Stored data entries
******************************
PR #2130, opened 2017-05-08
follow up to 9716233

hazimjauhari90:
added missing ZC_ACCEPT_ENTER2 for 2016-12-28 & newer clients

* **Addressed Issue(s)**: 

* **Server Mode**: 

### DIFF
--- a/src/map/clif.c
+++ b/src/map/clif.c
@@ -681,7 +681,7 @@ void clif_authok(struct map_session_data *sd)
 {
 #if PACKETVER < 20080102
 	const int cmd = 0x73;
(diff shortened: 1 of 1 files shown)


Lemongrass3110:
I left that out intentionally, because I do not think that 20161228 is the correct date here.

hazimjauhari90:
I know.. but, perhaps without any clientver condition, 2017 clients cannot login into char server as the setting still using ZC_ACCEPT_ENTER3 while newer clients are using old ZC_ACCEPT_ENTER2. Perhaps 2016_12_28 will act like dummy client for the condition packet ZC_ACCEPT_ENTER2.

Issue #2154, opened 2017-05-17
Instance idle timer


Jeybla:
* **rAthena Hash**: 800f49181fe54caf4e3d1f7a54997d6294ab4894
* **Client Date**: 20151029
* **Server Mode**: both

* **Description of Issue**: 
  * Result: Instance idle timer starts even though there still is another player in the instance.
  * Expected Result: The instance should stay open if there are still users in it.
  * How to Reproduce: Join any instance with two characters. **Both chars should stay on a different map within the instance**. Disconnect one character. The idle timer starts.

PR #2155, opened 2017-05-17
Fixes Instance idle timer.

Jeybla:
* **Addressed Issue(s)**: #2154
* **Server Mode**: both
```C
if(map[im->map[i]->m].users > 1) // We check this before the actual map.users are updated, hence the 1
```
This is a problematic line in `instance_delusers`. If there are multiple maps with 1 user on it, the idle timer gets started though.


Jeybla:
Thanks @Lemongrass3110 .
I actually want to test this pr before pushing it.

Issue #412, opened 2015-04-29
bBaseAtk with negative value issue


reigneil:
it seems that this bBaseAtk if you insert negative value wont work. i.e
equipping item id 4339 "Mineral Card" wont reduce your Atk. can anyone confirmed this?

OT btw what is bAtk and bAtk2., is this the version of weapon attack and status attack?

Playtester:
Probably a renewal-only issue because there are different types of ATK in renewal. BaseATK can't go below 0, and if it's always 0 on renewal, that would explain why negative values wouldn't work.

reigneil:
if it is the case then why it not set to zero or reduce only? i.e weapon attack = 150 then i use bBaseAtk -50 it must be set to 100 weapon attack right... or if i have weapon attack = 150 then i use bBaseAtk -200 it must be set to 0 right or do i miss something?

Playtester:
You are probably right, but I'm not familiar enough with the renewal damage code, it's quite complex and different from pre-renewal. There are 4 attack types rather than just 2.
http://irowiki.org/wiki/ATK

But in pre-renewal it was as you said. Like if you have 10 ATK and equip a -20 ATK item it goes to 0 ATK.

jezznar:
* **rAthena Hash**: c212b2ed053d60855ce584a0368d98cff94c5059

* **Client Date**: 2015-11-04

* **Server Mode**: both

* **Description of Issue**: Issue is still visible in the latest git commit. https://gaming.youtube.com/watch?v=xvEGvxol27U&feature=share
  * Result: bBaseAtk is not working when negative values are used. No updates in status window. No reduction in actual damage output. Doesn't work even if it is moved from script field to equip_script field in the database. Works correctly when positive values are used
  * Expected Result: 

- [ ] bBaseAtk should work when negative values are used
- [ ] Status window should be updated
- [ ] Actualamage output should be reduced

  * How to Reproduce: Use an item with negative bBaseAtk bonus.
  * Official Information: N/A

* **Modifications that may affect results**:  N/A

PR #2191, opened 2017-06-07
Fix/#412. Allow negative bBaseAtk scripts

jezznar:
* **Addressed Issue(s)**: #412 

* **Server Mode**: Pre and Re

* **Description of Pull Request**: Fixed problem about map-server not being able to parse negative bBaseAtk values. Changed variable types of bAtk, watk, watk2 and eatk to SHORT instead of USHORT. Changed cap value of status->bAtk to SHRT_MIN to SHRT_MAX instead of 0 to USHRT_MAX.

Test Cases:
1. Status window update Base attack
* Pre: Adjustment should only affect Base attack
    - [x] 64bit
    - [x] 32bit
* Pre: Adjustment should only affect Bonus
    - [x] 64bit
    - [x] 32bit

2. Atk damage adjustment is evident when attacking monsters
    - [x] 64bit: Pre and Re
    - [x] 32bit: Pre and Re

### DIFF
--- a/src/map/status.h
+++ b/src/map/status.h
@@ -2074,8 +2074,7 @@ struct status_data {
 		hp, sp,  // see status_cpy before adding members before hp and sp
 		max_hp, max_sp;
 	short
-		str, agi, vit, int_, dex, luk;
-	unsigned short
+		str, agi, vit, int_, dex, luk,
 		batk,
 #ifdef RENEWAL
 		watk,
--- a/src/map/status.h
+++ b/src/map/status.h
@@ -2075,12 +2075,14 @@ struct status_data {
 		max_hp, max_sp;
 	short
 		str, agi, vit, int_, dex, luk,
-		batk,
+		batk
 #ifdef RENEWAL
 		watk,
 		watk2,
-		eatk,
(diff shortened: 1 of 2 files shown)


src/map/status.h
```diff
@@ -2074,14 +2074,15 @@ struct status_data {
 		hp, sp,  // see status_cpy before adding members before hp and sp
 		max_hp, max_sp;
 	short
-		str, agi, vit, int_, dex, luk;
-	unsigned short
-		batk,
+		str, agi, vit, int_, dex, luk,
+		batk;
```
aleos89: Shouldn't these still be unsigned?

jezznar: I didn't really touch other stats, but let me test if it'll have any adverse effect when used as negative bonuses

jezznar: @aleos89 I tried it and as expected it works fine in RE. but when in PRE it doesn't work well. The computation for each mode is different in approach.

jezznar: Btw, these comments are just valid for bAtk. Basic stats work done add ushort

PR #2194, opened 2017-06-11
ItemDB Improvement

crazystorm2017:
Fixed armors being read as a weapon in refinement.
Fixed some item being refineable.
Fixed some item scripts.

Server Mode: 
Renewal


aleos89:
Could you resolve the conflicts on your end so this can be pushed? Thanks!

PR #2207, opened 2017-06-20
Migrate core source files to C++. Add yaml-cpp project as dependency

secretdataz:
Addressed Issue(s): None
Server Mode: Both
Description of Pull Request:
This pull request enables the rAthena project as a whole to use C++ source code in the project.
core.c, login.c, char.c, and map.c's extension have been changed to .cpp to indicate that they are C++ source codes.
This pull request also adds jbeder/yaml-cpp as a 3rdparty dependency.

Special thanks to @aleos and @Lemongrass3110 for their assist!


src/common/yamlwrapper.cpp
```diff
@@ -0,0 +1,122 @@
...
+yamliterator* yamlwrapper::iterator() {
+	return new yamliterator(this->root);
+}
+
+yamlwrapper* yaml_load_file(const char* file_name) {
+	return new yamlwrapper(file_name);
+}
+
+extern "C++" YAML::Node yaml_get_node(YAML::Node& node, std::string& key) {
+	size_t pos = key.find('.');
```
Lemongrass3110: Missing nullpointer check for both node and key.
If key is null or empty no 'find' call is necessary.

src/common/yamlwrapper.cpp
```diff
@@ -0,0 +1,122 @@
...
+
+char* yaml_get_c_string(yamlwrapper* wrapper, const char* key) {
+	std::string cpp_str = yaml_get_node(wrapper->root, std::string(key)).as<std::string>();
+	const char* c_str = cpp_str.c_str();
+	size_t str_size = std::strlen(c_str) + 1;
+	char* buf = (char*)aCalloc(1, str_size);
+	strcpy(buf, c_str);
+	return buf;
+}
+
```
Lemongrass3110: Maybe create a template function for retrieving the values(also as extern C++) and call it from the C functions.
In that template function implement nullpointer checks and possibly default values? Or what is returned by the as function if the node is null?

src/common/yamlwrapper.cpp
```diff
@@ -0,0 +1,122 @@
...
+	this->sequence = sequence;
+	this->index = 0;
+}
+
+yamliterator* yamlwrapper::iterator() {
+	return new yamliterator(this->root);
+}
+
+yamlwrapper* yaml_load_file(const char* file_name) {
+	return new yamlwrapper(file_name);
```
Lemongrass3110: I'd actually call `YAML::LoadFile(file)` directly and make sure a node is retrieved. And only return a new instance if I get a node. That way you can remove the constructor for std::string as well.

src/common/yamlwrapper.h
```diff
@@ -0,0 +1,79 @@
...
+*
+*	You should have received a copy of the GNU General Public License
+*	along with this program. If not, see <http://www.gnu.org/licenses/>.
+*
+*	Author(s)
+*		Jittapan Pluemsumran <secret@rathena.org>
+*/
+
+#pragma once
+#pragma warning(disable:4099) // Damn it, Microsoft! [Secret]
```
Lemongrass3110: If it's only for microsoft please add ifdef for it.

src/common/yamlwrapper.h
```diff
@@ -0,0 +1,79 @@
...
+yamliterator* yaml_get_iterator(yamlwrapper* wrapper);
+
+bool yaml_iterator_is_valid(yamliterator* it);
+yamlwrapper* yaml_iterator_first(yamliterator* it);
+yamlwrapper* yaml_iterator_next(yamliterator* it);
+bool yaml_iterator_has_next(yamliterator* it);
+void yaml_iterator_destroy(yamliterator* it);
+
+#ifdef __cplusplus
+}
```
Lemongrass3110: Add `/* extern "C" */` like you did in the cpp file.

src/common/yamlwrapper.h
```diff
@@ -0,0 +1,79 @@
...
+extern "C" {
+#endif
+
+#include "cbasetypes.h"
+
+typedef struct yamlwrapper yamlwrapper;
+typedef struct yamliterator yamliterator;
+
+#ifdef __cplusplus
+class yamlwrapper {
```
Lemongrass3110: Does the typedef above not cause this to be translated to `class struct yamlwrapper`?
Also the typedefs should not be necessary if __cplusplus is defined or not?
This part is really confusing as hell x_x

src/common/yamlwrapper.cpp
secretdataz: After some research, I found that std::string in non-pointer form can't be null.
******************************
# To do:
Retype word for word the line above with "This part is really confusing as hell x_x" and all lines after it, nothing else.

# Response area:
This part is really confusing as hell x_x

src/common/yamlwrapper.cpp
secretdataz: After some research, I found that std::string in non-pointer form can't be null.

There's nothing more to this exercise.